- Directed by: Jules White
- Written by: Felix Adler
- Produced by: Jules White
- Starring: Moe Howard Larry Fine Shemp Howard Philip Van Zandt Tom Kennedy Norma Randall Frank Mitchell
- Distributed by: Columbia Pictures
- Release date: June 15, 1953 (U.S.);
- Running time: 15:44
- Country: United States
- Language: English

= Spooks (1953 film) =

1953 film by Jules White

Spooks! is a 1953 short subject directed by Jules White starring American slapstick comedy team The Three Stooges (Moe Howard, Larry Fine and Shemp Howard). It is the 148th entry in the series released by Columbia Pictures starring the comedians, who released 190 shorts for the studio between 1934 and 1959.

==Plot==
The Stooges, functioning as private investigators, are enlisted to pursue the case of a kidnapped individual, Mary Bopper, daughter of George B. Bopper. Adopting a methodical approach, they opt to retrace Bopper's steps to the location where she was last observed, ultimately directing their investigation to the domain of the enigmatic Dr. Jeckyll and his aide, Mr. Hyde.

Within this milieu, a gorilla is detained, evidently subjected to experimental inquiries. Employing subterfuge, the Stooges undertake the guise of itinerant purveyors of pies as they infiltrate the premises with the intent of effecting the rescue of the abducted girl.

==Cast==
- Moe Howard as Moe
- Larry Fine as Larry
- Shemp Howard as Shemp and Bat
- Phil Van Zandt as Dr. Jekyll
- Tom Kennedy as Mr. Hyde
- Norma Randall as Mary B. Bopper
- Steve Calvert as Gorilla (uncredited)
- Frank Mitchell as George B. Bopper (uncredited)

==Production notes==
Spooks! was the first of two Stooge shorts (the other being Pardon My Backfire) made by Columbia Pictures in 3D, after the 3D craze of 1953 began with Bwana Devil. It originally premiered on May 20, 1953 with the Columbia western Fort Ti (also in 3D). Hence, the lines in the opening scene (addressed to client George B. Bopper, who's awakened the snoozing Stooges):

Moe: We'll be with you before you can say "Fort Ticonderoga."
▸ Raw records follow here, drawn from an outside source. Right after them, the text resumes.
PR #3065, opened 2023-05-24
Support uploading packs as custom

israelpoli:
## Related Issues
fixes: https://jira-hq.paloaltonetworks.local/browse/XSUP-24134

## Description
Allows to upload packs via --input-config-file so that they are custom and are not system


ilaner (approved):
Please change the upload_result to be `int` instead of `list`, and change its value based on the `upload` return value.

ilaner (approved):

PR #3075, opened 2023-05-28
Fix upload on packs without -z

ilaner:
## Related Issues
fixes: https://jira-hq.paloaltonetworks.local/browse/CIAC-6781


darkushin (approved):
Nice catch!

PR #3082, opened 2023-05-30
fix multipacks upload

ilaner:
## Related Issues
fixes: https://jira-hq.paloaltonetworks.local/browse/XSUP-24735

## Description

* Fixed an issue in **upload** with `--input-config-file` where the content items weren't uploaded in the correct pack.

The problem was that the mutiple packs zip (uploadable_packs.zip) was a zip with pack directories, however the platform accepts a zip of pack zips.

### DIFF
--- a/CHANGELOG.md
+++ b/CHANGELOG.md
@@ -1,6 +1,8 @@
 # Changelog
 
 ## Unreleased
+
+## 1.15.3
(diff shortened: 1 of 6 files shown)


bziser:
@ilaner  please add in the description of the pr what was the problem and solution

Larry: If you can say "Fort Ticonderoga."

Both the Columbia 3D Edmond O'Brien thriller Man in the Dark and Spooks! were originally sepia toned in order to allow for more light to pass through the Polaroid filters necessary for the dual-strip 3D projection method of that time. The process did not work as expected and the idea was dropped after these two productions.

This is also the first short in the series filmed for flat wide-screen. Although some films of this period were composed for the Academy aspect ratio and released in wide-screen during the confusion, Spooks! and future releases were composed at 1.85:1, Columbia's house ratio.

Spooks! was filmed on May 11–15, 1953, and released just 31 days after production due to Columbia Pictures' desire to cash in on the 3D craze. Conversely, it took five full days to complete filming, due to the complexity of shots and angle required for 3D viewing. New Stooge films produced at the time generally took no more than three days to complete, with remakes usually being completed in a single day.

==In popular culture==
Spooks! was one of five Stooge films included in the TBS 1995 Halloween special The Three Stooges Fright Night along with If a Body Meets a Body (1945), We Want Our Mummy (1939), The Hot Scots (1948), and Malice in the Palace (1949).